Issue #6444, opened 2023-12-13
Bug: sam build is warning about missing BuildArchitecture in a layer when I don't have one.


mew1033:
### Description:
I have a template that defines a `AWS::Serverless::Function` resource. It has a `Layers` section:
```yaml
      Layers:
        - !Sub arn:${AWS::Partition}:lambda:${AWS::Region}:017000801446:layer:AWSLambdaPowertoolsPythonV2-Arm64:45
```
When I `sam build` the template, it gives me the following warning 3 times:

`WARNING: No BuildArchitecture specifed in Layer `None` Metadata. Defaulting to x86_64.`

Removing the layers section makes the warning go away.

I don't think the warning causes any issues, but it doesn't seem like it should be there.

### Observed result:
2023-12-13 15:26:27,691 | WARNING: No BuildArchitecture specifed in Layer `None` Metadata. Defaulting to x86_64.                                                                                                                                                                                  

### Expected result:
No warning

### Additional environment details (Ex: Windows, Mac, Amazon Linux etc)

1. OS: Ubuntu 22.04 (in WSL)
2. `sam --version`: 1.105.0
3. AWS region: 

```
{
  "version": "1.105.0",
  "system": {
    "python": "3.11.3",
    "os": "Linux-5.15.133.1-microsoft-standard-WSL2-x86_64-with-glibc2.35"
  },
  "additional_dependencies": {
    "docker_engine": "24.0.7",
    "aws_cdk": "Not available",
    "terraform": "1.6.5"
  },
  "available_beta_feature_env_vars": [
    "SAM_CLI_BETA_FEATURES",
    "SAM_CLI_BETA_BUILD_PERFORMANCE",
    "SAM_CLI_BETA_TERRAFORM_SUPPORT",
    "SAM_CLI_BETA_RUST_CARGO_LAMBDA"
  ]
}
```

hnnasit:
Hi @mew1033, thanks for reporting the issue, marking this as a UX bug.

jojo786:
Also getting this warning when using LambdaAdapterLayer

jim-meyer:
[...]

PR #6508, opened 2024-01-03
Fix Erroneous "No BuildArchitecture specified in Layer" Warning

bentvelj:
#6444 

Customers were reporting the warning of `No BuildArchitecture specified in Layer` when building Lambda Functions which referenced existing Lambda Layers. The error message also incorrectly appears while building Lambda Layers without a BuildMethod at all.

Moved the logic which checks for missing BuildArchitecture from the LayerVersion constructor to the app builder `build_layer` function, so that warnings are not printed for layers that are not built.

N/A

#### Mandatory Checklist

- [ ] Write/update unit tests
- [x] `make pr` passes
- [ ] Write documentation


sidhujus (approved):
LGTM!

samcli/lib/build/app_builder.py
```diff
@@ -502,6 +502,13 @@ def _build_layer(
         str
             Path to the location where built artifacts are available
         """
+
+        if layer_metadata and "BuildArchitecture" not in layer_metadata:
+            LOG.warning(
+                "WARNING: No BuildArchitecture specified in Layer `%s`" + " Metadata. Defaulting to x86_64.",
+                layer_name,
+            )
```
mndeveci, line 510: I think we want to print this warning message if layer has `arm64` architecture as [`CompatibleArchitectures`](https://docs.aws.amazon.com/serverless-application-model/latest/developerguide/sam-resource-layerversion.html#sam-layerversion-compatiblearchitectures) but it doesn't have `BuildArchitecture` property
= = = = = = =
→ **ACTIVITY**: Reproduce all of the data exactly as given.

→ **SOLVED PROBLEM**:
Issue #6444, opened 2023-12-13
Bug: sam build is warning about missing BuildArchitecture in a layer when I don't have one.


mew1033:
### Description:
I have a template that defines a `AWS::Serverless::Function` resource. It has a `Layers` section:
```yaml
      Layers:
        - !Sub arn:${AWS::Partition}:lambda:${AWS::Region}:017000801446:layer:AWSLambdaPowertoolsPythonV2-Arm64:45
```
When I `sam build` the template, it gives me the following warning 3 times:

`WARNING: No BuildArchitecture specifed in Layer `None` Metadata. Defaulting to x86_64.`

Removing the layers section makes the warning go away.

I don't think the warning causes any issues, but it doesn't seem like it should be there.

### Observed result:
2023-12-13 15:26:27,691 | WARNING: No BuildArchitecture specifed in Layer `None` Metadata. Defaulting to x86_64.                                                                                                                                                                                  

### Expected result:
No warning

### Additional environment details (Ex: Windows, Mac, Amazon Linux etc)

1. OS: Ubuntu 22.04 (in WSL)
2. `sam --version`: 1.105.0
3. AWS region: 

```
{
  "version": "1.105.0",
  "system": {
    "python": "3.11.3",
    "os": "Linux-5.15.133.1-microsoft-standard-WSL2-x86_64-with-glibc2.35"
  },
  "additional_dependencies": {
    "docker_engine": "24.0.7",
    "aws_cdk": "Not available",
    "terraform": "1.6.5"
  },
  "available_beta_feature_env_vars": [
    "SAM_CLI_BETA_FEATURES",
    "SAM_CLI_BETA_BUILD_PERFORMANCE",
    "SAM_CLI_BETA_TERRAFORM_SUPPORT",
    "SAM_CLI_BETA_RUST_CARGO_LAMBDA"
  ]
}
```

hnnasit:
Hi @mew1033, thanks for reporting the issue, marking this as a UX bug.

jojo786:
Also getting this warning when using LambdaAdapterLayer

jim-meyer:
[...]

PR #6508, opened 2024-01-03
Fix Erroneous "No BuildArchitecture specified in Layer" Warning

bentvelj:
#6444 

Customers were reporting the warning of `No BuildArchitecture specified in Layer` when building Lambda Functions which referenced existing Lambda Layers. The error message also incorrectly appears while building Lambda Layers without a BuildMethod at all.

Moved the logic which checks for missing BuildArchitecture from the LayerVersion constructor to the app builder `build_layer` function, so that warnings are not printed for layers that are not built.

N/A

#### Mandatory Checklist

- [ ] Write/update unit tests
- [x] `make pr` passes
- [ ] Write documentation


sidhujus (approved):
LGTM!

samcli/lib/build/app_builder.py
```diff
@@ -502,6 +502,13 @@ def _build_layer(
         str
             Path to the location where built artifacts are available
         """
+
+        if layer_metadata and "BuildArchitecture" not in layer_metadata:
+            LOG.warning(
+                "WARNING: No BuildArchitecture specified in Layer `%s`" + " Metadata. Defaulting to x86_64.",
+                layer_name,
+            )
```
mndeveci, line 510: I think we want to print this warning message if layer has `arm64` architecture as [`CompatibleArchitectures`](https://docs.aws.amazon.com/serverless-application-model/latest/developerguide/sam-resource-layerversion.html#sam-layerversion-compatiblearchitectures) but it doesn't have `BuildArchitecture` property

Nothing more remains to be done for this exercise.